# Rocky



## csouza (Dec 12, 2006)

Hi, I have a pigeon that can not fly, he is banded and the previous owner was going to put him down, so I kept him. I noticed lately that he is not eating the wild bird seed I am giving him. I only have experience with wild pigeons and it is what they eat. Can you give me some Ideas of what a domestic pigeon would eat? Thanks Cathy


----------



## Pigeonpal2002 (Jul 27, 2002)

Hi Cathy, 

This pigeon is probably used to a domestic pigeon mix. You can usually find them in feed/farm supply stores in your area that sell supplies for pigeons. Some bulk food stores will sell pigeon mixes as well and they can also be ordered from any of the *pigeon supply houses* listed in the *resource section* under just that.

If you just recently obtained this bird, he may not feel comfortable quite yet to eat in front of you. Is this the case? If so, give him some privacy and he should start eating shortly. 

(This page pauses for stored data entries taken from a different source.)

PR #784, opened 2020-09-09
Publish pre-release packages to github packages

gkinsman:
Shall we try Github packages for pre-releases to make consuming them from tooling a little nicer than the zip artifacts?

### DIFF
--- a/.github/workflows/build.yml
+++ b/.github/workflows/build.yml
@@ -67,7 +67,7 @@ jobs:
 
       - name: Publish pre-release NuGet packages to Github packages
         run: dotnet nuget push "artifacts\packages\*.nupkg" --api-key ${{ secrets.GITHUB_TOKEN }} --skip-duplicate  --source https://nuget.pkg.github.com/justeat/index.json
-        if: ${{ runner.os == 'Windows' }}
+        if: ${{ github.repository_owner == 'justeat' && runner.os == 'Windows' }}
 
       - name: Push NuGet packages to NuGet.org
         run: dotnet nuget push "artifacts\packages\*.nupkg" --api-key ${{ secrets.NUGET_TOKEN }} --skip-duplicate --source https://api.nuget.org/v3/index.json
--- a/.github/workflows/build.yml
+++ b/.github/workflows/build.yml
@@ -68,6 +68,7 @@ jobs:
       - name: Publish pre-release NuGet packages to GitHub packages
         run: dotnet nuget push "artifacts\packages\*.nupkg" --api-key ${{ secrets.GITHUB_TOKEN }} --skip-duplicate  --source https://nuget.pkg.github.com/justeat/index.json
         if: ${{ github.repository_owner == 'justeat' && runner.os == 'Windows' }}
+        continue-on-error: true
 
       - name: Push NuGet packages to NuGet.org
         run: dotnet nuget push "artifacts\packages\*.nupkg" --api-key ${{ secrets.NUGET_TOKEN }} --skip-duplicate --source https://api.nuget.org/v3/index.json
--- a/.github/workflows/build.yml
+++ b/.github/workflows/build.yml
@@ -65,7 +65,7 @@ jobs:
           name: packages-${{ matrix.os_name }}
           path: ./artifacts/packages
 
-      - name: Publish pre-release NuGet packages to Github packages
+      - name: Publish pre-release NuGet packages to GitHub packages
         run: dotnet nuget push "artifacts\packages\*.nupkg" --api-key ${{ secrets.GITHUB_TOKEN }} --skip-duplicate  --source https://nuget.pkg.github.com/justeat/index.json
         if: ${{ github.repository_owner == 'justeat' && runner.os == 'Windows' }}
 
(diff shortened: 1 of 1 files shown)


.github/workflows/build.yml
```diff
@@ -65,6 +65,10 @@ jobs:
           name: packages-${{ matrix.os_name }}
           path: ./artifacts/packages
 
+      - name: Publish pre-release NuGet packages to Github packages
```
martincostello, line 68: Nit:

```suggestion
      - name: Publish pre-release NuGet packages to GitHub packages
```

.github/workflows/build.yml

Other than that, does he seem sick in any way? How's his weight/breast, eyes, poops and general demeanor?


----------



## csouza (Dec 12, 2006)

I have had him for about 3 weeks, I am now noticing that he is getting thinner. I noticed for the first time yesterday, that he is just pushing the food around and is not really finding anything he likes. He is not sick, he looks very healthy other than a broken wing that was already healed completely that way when I got him. I think its just the fact that he does not like the food I am giving him. I will go and get the food you recommended. Thanks a bunch.
Cathy


----------



## Whitefeather (Sep 2, 2002)

Hi Cathy,
I feed my guys (my pets & backyard flock) Kaytee's 'Dove Mix'. I buy it at PetCo. I'm sure PetsMart may have it as well.
Pigeons are much like humans, in that there are certain things they like *&* dislike. It's probably just that he doesn't find what he likes in the wild bird seed.

Cindy


----------



## Lovebirds (Sep 6, 2002)

If the bird is not eating and is loosing weight because of it, I'd do some more checking. A healthy pigeon, may like or not like certain seeds, but they WILL NOT starve because they don't like what you are feeding them. A healthy pigeon that is hungry will eat any kind of seed you put in front it eventually. They may snub it for a day or so, but they are not going to go hungry for long just because they don't like a certain seed. I tend to think you've got more going on than just a finnicky pigeon.


----------



## Maggie-NC (Jun 22, 2005)

Cathy, if you have had this pigeon only three weeks and you don't know anything about where he was before you found him, I would play it safe and take a stool sample to a vet and get it analyzed. Often, worms and coccidiosis, which are diseases common in pigeons, are the culprit when a bird doesn't eat.


----------



## Skyeking (Jan 17, 2003)

Hi Cathy,

I think you should start this bird on some probiotics for some good gut bacteria, and it also gives them an appetite. You should start him on garlic capsules also to help rid him of worms and such.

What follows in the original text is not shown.